The Task Force Provides Input to CMS on CY 2023 Medicare Advantage Proposed Rule and Advance Notice

The Health Care Transformation Task Force filed two comment letters with HHS/CMS on proposed rulemaking for the CY 2023 Medicare Advantage program (CMS-4192-P), as well as the Advance Notice of Methodological Changes for Calendar Year 2023 for Medicare Advantage (CMS-2022-0021).

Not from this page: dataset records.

PR #722, opened 2025-04-22
GH-721: Allow using 1GB+ data buffers in variable width vectors

### LINKED ISSUE #721: Allow using 1GB+ data buffers in variable width vectors

In `BaseVariableWidthVector` the reallocation logic of the data buffer is to always use the "next power of 2" size instead of the actual desired size (see [here](https://github.com/apache/arrow-java/blob/main/vector/src/main/java/org/apache/arrow/vector/BaseVariableWidthVector.java#L574)). The reallocation fails if the new size exceeds the `MAX_BUFFER_SIZE` which is `Integer.MAX_VALUE` by default.
The issue is `Integer.MAX_VALUE` is just 1 byte less than a power of 2 (2<sup>31</sup> - 1) which means that exceeding the desired capacity of `1073741824` (1GB), the reallocation would fail. It means, we are unable to get a data buffer larger than 1GB while the default maximum size is almost 2GB.

gszadovszky:
## What's Changed

Allow actually reaching MAX_BUFFER_SIZE at reallocating variable width vectors instead of exceeding it calculating the next power of 2.
For unit testing the maximum allocation size has be increased to 2MB - 1byte to simulate the default maximum behavior. Due to this change needed some updates in existing unit tests because of the round ups used at calculating the required buffer sizes.

Closes #721.

### DIFF
--- a/pom.xml
+++ b/pom.xml
@@ -327,8 +327,8 @@ under the License.
               <io.netty.tryReflectionSetAccessible>true</io.netty.tryReflectionSetAccessible>
               <user.timezone>UTC</user.timezone>
               <!-- Note: changing the below configuration might increase the max allocation size for a vector
-              which in turn can cause OOM. -->
-              <arrow.vector.max_allocation_bytes>1048576</arrow.vector.max_allocation_bytes>
+              which in turn can cause OOM. Using 1MB - 1byte to simulate the defaul limit of 2^31 - 1 bytes. -->
+              <arrow.vector.max_allocation_bytes>1048575</arrow.vector.max_allocation_bytes>
             </systemPropertyVariables>
             <useModulePath>false</useModulePath>
           </configuration>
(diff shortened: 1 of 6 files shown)


lidavidm (commented):
Is it possible to write a test for this?

gszadovszky:
> Is it possible to write a test for this?

I think we already have tests related to reallocation. The contract of the related methods did not change related to this change. Do you think we still need to test that we are allocating between 1GB and 2GB?

BTW, do you know what the actual failure is about "Ensure PR format"?

lidavidm:
You can ignore that check for now.

I ask because previously allocating between 1 and 2 GB didn't work, so a regression test would be useful to provide.

gszadovszky:
@lidavidm, I'm not sure how could I test this. The max allocation size is decreased for the unit tests so I cannot test reallocations for 1GB+ sizes. Increasing this setting would risk OOM issues in the CI. See [here](https://github.com/apache/arrow-java/blob/main/pom.xml#L329-L331).

lidavidm (approved):
Thanks!

gszadovszky:
Thank you, @lidavidm!

PR #741, opened 2025-05-09
MINOR: Bump version to 18.3.0

wgtmac:


jbonofre:
That's not correct. It should be SNAPSHOT version as the release is done by the maven-release-plugin.

kou (approved):
+1

This is correct.

We don't create a release branch. We release a RC from main. So we should use no `-SNAPSHOT` version here.

kou:
FYI: We don't use maven-release-plugin for our release.

kou:
> FYI: We don't use maven-release-plugin for our release.

Ah, sorry. We use maven-release-plugin. https://github.com/apache/arrow-java/blob/main/dev/release/bump_version.sh that creates this PR uses maven-release-plugin.

kou:
Do you still think we need `-SNAPSHOT` version in this PR?
(I think that we don't need `-SNAPSHOT` version. Our next release script https://github.com/apache/arrow-java/blob/main/dev/release/release_rc.sh just tags the commit that merges this PR.)

wgtmac:
I think it is fine. The caveat is that the main branch must be kept unchanged until the release is done.

kou:
> The caveat is that the main branch must be kept unchanged until the release is done.

Right. It's a restriction of the current release process.

lidavidm (approved):

wgtmac:
Are you good with this PR? @jbonofre

jbonofre (approved):
Ok as soon as the version is bumped to SNAPSHOT after the release

wgtmac:
Thanks! Let me merge it and proceed.

PR #754, opened 2025-05-13
MINOR: Bump version to 19.0.0-SNAPSHOT

wgtmac:


lidavidm:
Do we actually want the next release to be 19.0.0? Or if we aren't making any breaking changes we can do 18.4.0?

lidavidm:
I guess we can always change it at release time (we can change the milestone name to just be 'Next' or something?)

jbonofre:
I think it's ok to set 19.0.0-SNAPSHOT and bump the version to target release at release time.

jbonofre (approved):

wgtmac:
Yes, I was hesitant to choose from `18.4.0-SNAPSHOT` and `19.0.0-SNAPSHOT`. It can always be decided at the release time depending on the actual commits.

PR #760, opened 2025-05-20
fix get length of byte[] in TryCopyLastError

### LINKED ISSUE #759: coredump in `TryCopyLastError`

If `Consumer` throws exception, `TryCopyLastError` would copy exception message to C buffer. `TryCopyLastError` assume the string(byte[]) returned by `lastError` is '\0' terminated and test the length of the string by `strlen` which result in invalid memory access. In actually, `lastError` is a UTF8 encoded buffer(byte[]).

The code of `TryCopyLastError`:

```c
  jobject error_data =
      env->GetObjectField(private_data->j_private_data_, kPrivateDataLastErrorField);
  ...
  auto arr = reinterpret_cast<jbyteArray>(error_data);
  jbyte* error_bytes = env->GetByteArrayElements(arr, nullptr);
  if (!error_bytes) {
    private_data->last_error_.clear();
    return;
  }

  char* error_str = reinterpret_cast<char*>(error_bytes);
  private_data->last_error_ = std::string(error_str, std::strlen(error_str));
```

The code below shows how `lastError` be setted:
```java
private int setLastError(Throwable err) {
      // Do not let exceptions propagate up to JNI
      try {
        StringWriter buf = new StringWriter();
        PrintWriter writer = new PrintWriter(buf);
        err.printStackTrace(writer);
        lastError = buf.toString().getBytes(StandardCharsets.UTF_8);
      } catch (Throwable e) {
        // Bail out of setting the error message - we'll still return an error code
        lastError = null;
      }
      return 5; // = EIO
    }
```

hnwyllmm:
## What's Changed

We should get the length of byte[] by `GetArrayLength` but not `strlen` which may cause invalid memory access.

Closes #759 .

### DIFF
--- a/c/src/main/cpp/jni_wrapper.cc
+++ b/c/src/main/cpp/jni_wrapper.cc
@@ -205,8 +205,9 @@ void TryCopyLastError(JNIEnv* env, InnerPrivateData* private_data) {
     return;
   }
 
+  jsize error_bytes_len = env->GetArrayLength(arr);
   char* error_str = reinterpret_cast<char*>(error_bytes);
-  private_data->last_error_ = std::string(error_str, std::strlen(error_str));
+  private_data->last_error_ = std::string(error_str, error_bytes_len);
 
   env->ReleaseByteArrayElements(arr, error_bytes, JNI_ABORT);
 }


lidavidm (commented):
Is it possible to add a test?

hnwyllmm:
The error message in CI doesn't seem to be related to my PR:
```text
/opt/rh/devtoolset-10/root/usr/libexec/gcc/x86_64-redhat-linux/10/ld: cannot find -lutf8proc
  collect2: error: ld returned 1 exit status
```

linkage: https://github.com/apache/arrow-java/actions/runs/15140171347/job/42594091462?pr=760

hnwyllmm:
> Is it possible to add a test?

I'll try to add a test case in `integration_tests.py`.

kou:
> The error message in CI doesn't seem to be related to my PR:
> 
> ```
> /opt/rh/devtoolset-10/root/usr/libexec/gcc/x86_64-redhat-linux/10/ld: cannot find -lutf8proc
>   collect2: error: ld returned 1 exit status
> ```
> 
> linkage: https://github.com/apache/arrow-java/actions/runs/15140171347/job/42594091462?pr=760
> 
> Do you have some suggestions?

Could you open a separated issue for it?
Let's fix it as a separated task.

lidavidm:
> > Is it possible to add a test?
> 
> I'll try to add a test case in `integration_tests.py`.

Do you need an integration test? IMO, you should be able to export a stream, then immediately import it.

kou:
Thanks. (We've fixed this problem in apache/arrow. Sorry for not sharing it here...)

hnwyllmm:
> > > Is it possible to add a test?
> > 
> > 
> > I'll try to add a test case in `integration_tests.py`.
> 
> Do you need an integration test? IMO, you should be able to export a stream, then immediately import it, all within Java.

I add a unittest but I think it can't make sure `TryCopyLastError` works correctly, so I suggest it should be removed.
We can read memory after the error string address in most cases. We usually check such problems by sanity tools.

lidavidm:
Can't the test validate that the exception has the right error message after making it through the FFI boundary?

hnwyllmm:
> Can't the test validate that the exception has the right error message after making it through the FFI boundary?

PTAL.
I use a real exception message in the ExceptionTest.

c/src/test/java/org/apache/arrow/c/ExceptionTest.java
```diff
@@ -0,0 +1,172 @@
...
+
+      root.allocateNew();
+      ints.setSafe(0, 1);
+      ints.setSafe(1, 2);
+      ints.setSafe(2, 4);
+      ints.setSafe(3, 8);
+      root.setRowCount(4);
+      batches.add(unloader.getRecordBatch());
+
+      final String exceptionMessage = "java.lang.RuntimeException: Error occurred while getting next schema root.\n\tat org.apache.arrow.adapter.jdbc.ArrowVectorIterator.next(ArrowVectorIterator.java:205)\n\tat com.oceanbase.external.jdbc.JdbcScanner.loadNextBatch(JdbcScanner.java:73)\n\tat org.apache.arrow.c.ArrayStreamExporter$ExportedArrayStreamPrivateData.getNext(ArrayStreamExporter.java:72)\nCaused by: java.lang.RuntimeException: Error occurred while consuming data.\n\tat org.apache.arrow.adapter.jdbc.ArrowVectorIterator.consumeData(ArrowVectorIterator.java:127)\n\tat org.apache.arrow.adapter.jdbc.ArrowVectorIterator.load(ArrowVectorIterator.java:178)\n\tat org.apache.arrow.adapter.jdbc.ArrowVectorIterator.next(ArrowVectorIterator.java:198)\n\t... 2 more\nCaused by: java.lang.OutOfMemoryError: Java heap space\n";
```
lidavidm, line 64: Um, this is a little excessive. Can we just use a short canary string?

c/src/test/java/org/apache/arrow/c/ExceptionTest.java
```diff
@@ -0,0 +1,172 @@
...
+              }
+              continue;
+            }
+            loader.load((ArrowRecordBatch) batch);
+
+            assertThat(reader.getVectorSchemaRoot().getRowCount()).isEqualTo(root.getRowCount());
+          }
+        }
+      }
+    }
```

  1. Enrollee Participation in Plan Governance: The Task Force supports CMS’ proposal to require MA organizations that offer a D-SNP to establish at least one enrollee advisory committee (EAC) in each state, with recommendations that the final rule ensure that the EACs are established in a way that supports meaningful beneficiary participation.
  2. Standardized Housing, Food Insecurity, and Transportation Questions on the Health Risk Assessment: The Task Force supports CMS requiring that MA organizations incorporate social risk assessment questions into the HRA for D-SNP beneficiaries, with flexibility in the tools/questions used by MA organizations that have already started going down this path.
  3. Refining Definitions for Fully Integrated (FIDE) and Highly Integrated (HIDE) D-SNPs: HCTTF supports CMS’ efforts to clarify the definitions of FIDE SNPs and HIDE SNPs to create greater transparency of benefits for all beneficiaries.
  4. Special Requirements During a Disaster or Emergency: The Task Force supports CMS providing clarifying language on the criteria for determining when an MA organization no longer must comply with disaster or emergency special requirements.
  5. Network Adequacy Compliance at Application: While supportive of balanced network adequacy policies, the Task Force expresses concern about the proposal to require network adequacy compliance at the time an MA organization submits a service area expansion (SAE application).
  6. Star Ratings and Continued COIVD Impact: HCTTF supports the rationale for removing two Health Outcome Survey measures from the Star Ratings calculation, given the disruption COVID had on in-person visits that directly impact those measures.  The Task Force does recommends these measures be publicly reported to ensure attention is paid to these critical outcomes.

Read the Letter



  1. Normalization Factors: HCTTF recommends that CMS establish parity across all Medicare models and programs when it comes to capping risk score growth.
  2. Stratified Reporting (Part C and D): The Task Force supports CMS’ proposal to report difference in contract performance on additional Star Ratings measures for subgroups of beneficiaries with social risk factors.
  3. Health Equity Index: HCTTF supports proposals to create a Health Equity Index and new reward factor, but urges CMS to provide adequate time for MA plans to adapt.
  4. Measure of Contracts’ Assessment of Beneficiary Needs: The Task Force supports the development of a measure of whether plans are screening for and assessing enrollee’s health related social needs.
  5. Screening and Referral to Social Services: The Task Force supports CMS’ effort to use a National Committee for Quality Assurance measure to monitor plans’ screening and referral for beneficiaries with social needs.
  6. Value-Based Care (Part C): The Task Force welcomes CMS’ proposal to develop a future measure focusing on the percentage of MA plans that are in value-based contracts. The Task Force recommends that the measure use the Health Care Payment Learning and Action Network’s Alternative Payment Model framework.